# My How Life Has Changed.



## savarin (Apr 18, 2015)

Perusing through some tool tips in the August 1932 issue I came across the following awesome tip.
Forgings or castings which have exceptionally hard surfaces can be easily machined with a tool specially treated for this purpose.
Use the normal hardening technique but just before quenching whilst still in the furnace tip a thimble full of POTASSIUM CYANIDE on the point and then immediately quench in oil.
Then for the safety conscious it added the following warning:- 
Be sure to use a 2ft long handled spoon as the hot  CYANIDE will spatter.


----------



## GA Gyro (Apr 18, 2015)

Not to mention the smell...


----------



## FOMOGO (Apr 18, 2015)

Whilst?

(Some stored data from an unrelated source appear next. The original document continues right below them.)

PR #354, opened 2026-08-06
feat(browser): include RUM user in evaluation context

leoromanovsky:
## Motivation

Customers often set identity attributes such as email and company through the RUM SDK's `setUser()` API, but the browser OpenFeature provider currently requires those same attributes to be configured again through `OpenFeature.setContext()`. As a result, exposure events omit identity data customers already supplied to RUM, which makes it difficult to connect experiment assignments with workflows such as support-ticket analysis.

## Changes

The browser provider now enriches OpenFeature evaluation context from `DD_RUM.getUser()` when RUM integration is enabled. The RUM user ID becomes the OpenFeature targeting key, flat primitive user properties become evaluation attributes, and explicitly supplied OpenFeature fields retain precedence. The same enriched context is used for precomputed-assignment requests and exposure construction so flag assignment and the emitted exposure describe the same subject.

The browser documentation now explains initialization order, precedence, update behavior, and the flat-property constraint. Unit and end-to-end tests cover context merging, precompute request contents, exposure payloads, unavailable RUM state, and the RUM integration opt-out.

## Decisions

The existing `enableRumFeatureFlagTracking` setting remains the integration boundary, so customers who disable RUM integration do not have RUM user data copied into evaluation or exposure context. This avoids introducing a second overlapping RUM toggle.

Only string, number, and boolean RUM properties are copied. Exposure ingestion accepts flat subject attributes, so filtering nested structures in the SDK prevents a nested RUM property from invalidating the entire exposure event. Explicit OpenFeature context wins over RUM-derived values to preserve application intent.

Context enrichment happens during provider reconciliation and through the OpenFeature before hook. Exposure construction also enriches directly because context returned by one hook's before stage is not exposed to a different hook's after callback by the Web SDK.

## Verification

- `yarn workspace @datadog/openfeature-browser test --runInBand` — 156 tests passed
- `yarn workspace @datadog/openfeature-browser typecheck`
- `yarn workspace @datadog/openfeature-browser build`
- `yarn lint`
- `yarn format:check`

## Checklist

- [x] Updated documentation
- [x] Tested locally
- [ ] Tested on staging
- [x] Added unit and end-to-end test coverage

### DIFF
--- a/packages/browser/src/openfeature/exposures.ts
+++ b/packages/browser/src/openfeature/exposures.ts
@@ -5,11 +5,16 @@ import { timeStampNow } from '@datadog/js-core/time'
 import type { EvaluationDetails, FlagValue, Hook, HookContext } from '@openfeature/web-sdk'
 import type { FlaggingConfiguration } from '../domain/configuration'
 import { startExposuresBatch } from '../transport/startExposuresBatch'
+import { enrichEvaluationContextWithRumUser } from './rumIntegration'
 
 /**
  * Create hook for exposure logging.
  */
-export function createExposureLoggingHook(configuration: FlaggingConfiguration, exposureCache: AssignmentCache): Hook {
+export function createExposureLoggingHook(
+  configuration: FlaggingConfiguration,
+  exposureCache: AssignmentCache,
+  includeRumUserContext: boolean
+): Hook {
   const pageMayExitObservable = createPageMayExitObservable(configuration)
   const exposuresBatch = startExposuresBatch(
     configuration,
@@ -22,7 +27,10 @@ export function createExposureLoggingHook(configuration: FlaggingConfiguration, 
   return {
     after: (hookContext: HookContext, details: EvaluationDetails<FlagValue>) => {
       const timestamp = timeStampNow()
-      const exposureEvent = createExposureEvent(hookContext.context, details)
+      const evaluationContext = includeRumUserContext
+        ? enrichEvaluationContextWithRumUser(hookContext.context)
+        : hookContext.context
+      const exposureEvent = createExposureEvent(evaluationContext, details)
       if (!exposureEvent) {
         return
       }
--- a/packages/browser/src/openfeature/exposures.ts
+++ b/packages/browser/src/openfeature/exposures.ts
@@ -2,10 +2,9 @@ import type { Context, RawError } from '@datadog/browser-core'
 import { addTelemetryDebug, createPageMayExitObservable } from '@datadog/browser-core'
 import { type AssignmentCache, createExposureEvent, type ExposureEventWithTimestamp } from '@datadog/flagging-core'
 import { timeStampNow } from '@datadog/js-core/time'
-import type { EvaluationDetails, FlagValue, Hook, HookContext } from '@openfeature/web-sdk'
+import type { EvaluationContext, EvaluationDetails, FlagValue, Hook, HookContext } from '@openfeature/web-sdk'
 import type { FlaggingConfiguration } from '../domain/configuration'
 import { startExposuresBatch } from '../transport/startExposuresBatch'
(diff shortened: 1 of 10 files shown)


packages/browser/src/openfeature/provider.ts
```diff
@@ -98,8 +99,8 @@ export class DatadogProvider implements Provider {
     this.hooks = []
     this.events = new OpenFeatureEventEmitter()
 
-    const isRumFeatureFlagTrackingEnabled = options.enableRumFeatureFlagTracking ?? true
-    if (isRumFeatureFlagTrackingEnabled) {
+    this.isRumIntegrationEnabled = options.enableRumFeatureFlagTracking ?? true
+    if (this.isRumIntegrationEnabled) {
```
leoromanovsky, line 114: what does this accomplish?

packages/browser/src/openfeature/rumIntegration.ts
```diff
@@ -1,13 +1,45 @@
...
+import { type Context, getGlobalObject } from '@datadog/browser-core'
+import type { EvaluationContext, EvaluationDetails, FlagValue, Hook, HookContext } from '@openfeature/web-sdk'
 
 export interface DDRum {
   // biome-ignore lint/suspicious/noExplicitAny: DD RUM interface
   addFeatureFlagEvaluation: (flagKey: string, value: any) => void
+  getUser?: () => Context
+}
+
+export function enrichEvaluationContextWithRumUser(context: EvaluationContext): EvaluationContext {
```
leoromanovsky, line 10: keys that the user provides to the evaluation context have higher priority than what's in setUser, if there is a collision

leoromanovsky:
## Local validation

GitHub Actions is currently unavailable, so I ran the full repository validation locally against commit `a99daf635c51f1e1b653ce743b467de132132bec` after initializing the pinned `ffe-system-test-data` submodule (`44092ce8e5448795591fc37ef4441f077b9d34e7`).

| Command | Result |
| --- | --- |
| `yarn test` | ✅ 22 suites passed; 463 tests passed |
| `yarn typecheck` | ✅ All 3 packages passed |
| `yarn lint` | ✅ 137 files checked; no errors |
| `yarn format:check` | ✅ All files match Prettier formatting |
| `yarn build` | ✅ Core, browser, and node-server builds passed |

Test breakdown:

- `@datadog/flagging-core`: 7 suites, 275 tests
- `@datadog/openfeature-browser`: 13 suites, 156 tests
- `@datadog/openfeature-node-server`: 2 suites, 32 tests

packages/browser/src/openfeature/exposures.ts
```diff
@@ -22,7 +26,8 @@ export function createExposureLoggingHook(configuration: FlaggingConfiguration,
   return {
     after: (hookContext: HookContext, details: EvaluationDetails<FlagValue>) => {
       const timestamp = timeStampNow()
-      const exposureEvent = createExposureEvent(hookContext.context, details)
+      const evaluationContext = getEvaluationContext(hookContext.context)
```
dd-oleksii, line 29: minor: have you considered using a before-hook? We can return new context from a before-hook and it gets merged into the main context for evaluation and all subsequent hooks. This may be cleaner than piping context manually

dd-oleksii (approved):

packages/browser/src/openfeature/exposures.ts
leoromanovsky: Yea, Web SDK still types before hooks as returning void.

The Web SDK treats before as returning nothing and discards the returned object.

https://github.com/open-feature/js-sdk/blob/web-sdk-v1.10.0/packages/web/src/hooks/hook.ts#L1-L3

I'll add a todo here to migrate when supported is added.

Haven't seen that used in to many tech articles lately, but I kind of like it. Should probably add that one should keep ones cocktail well out of harms way while using that long handled spoon. Oh, you might also want to hold your breath. Probably works well though.  Mike


----------



## stupoty (Apr 19, 2015)

I think theirs a method for surface hardening that requires the piece to be picled in cyanide , that sounds very safe , errrrrr.



Stuart


----------



## savarin (Apr 19, 2015)

I missed out "popular mechanics"


----------



## MozamPete (Apr 19, 2015)

stupoty said:


> I think theirs a method for surface hardening that requires the piece to be picled in cyanide , that sounds very safe , errrrrr.
> 
> 
> 
> Stuart


I think we did that in high school metal work to case harden a hammer head - times have changed.


----------



## GA Gyro (Apr 19, 2015)

Funny thing... the schools around here do not have a metal shop nor a woodworking shop class anymore.


----------



## FOMOGO (Apr 19, 2015)

"Funny thing... the schools around here do not have a metal shop nor a woodworking shop class anymore."


There are good, and not so good trade schools still around. The BIG difference is that now they are almost all " FOR PROFIT " schools. Pretty much the same government by corporation that's affecting most areas of life. Their motto seems to be, charge more give less . Mike


----------



## markknx (Apr 19, 2015)

Well I think they do not teach this because all companies need any more is a button pusher and a computer programmer.
Mark


----------



## MozamPete (Apr 20, 2015)

GA Gyro said:


> Funny thing... the schools around here do not have a metal shop nor a woodworking shop class anymore.


That was over 30 years ago in New Zealand - pretty sure they don't have metal work as a high school subject left in many schools there either.


----------